┌─ Data to process

PR #3572, opened 2026-06-15
Add preset monitor creation flows

geclos:
## Summary

Adds recommended monitor creation flows for tool and user targets. Target monitor creation now opens a single modal with a Recommended/Advanced segmented control: Recommended shows opinionated aggregate monitor presets, while Advanced exposes the existing full monitor form in the same modal shell.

└─

Exercise:
Every record should be output precisely as it was given.

Written answer:
PR #3572, opened 2026-06-15
Add preset monitor creation flows

geclos:
## Summary

Adds recommended monitor creation flows for tool and user targets. Target monitor creation now opens a single modal with a Recommended/Advanced segmented control: Recommended shows opinionated aggregate monitor presets, while Advanced exposes the existing full monitor form in the same modal shell.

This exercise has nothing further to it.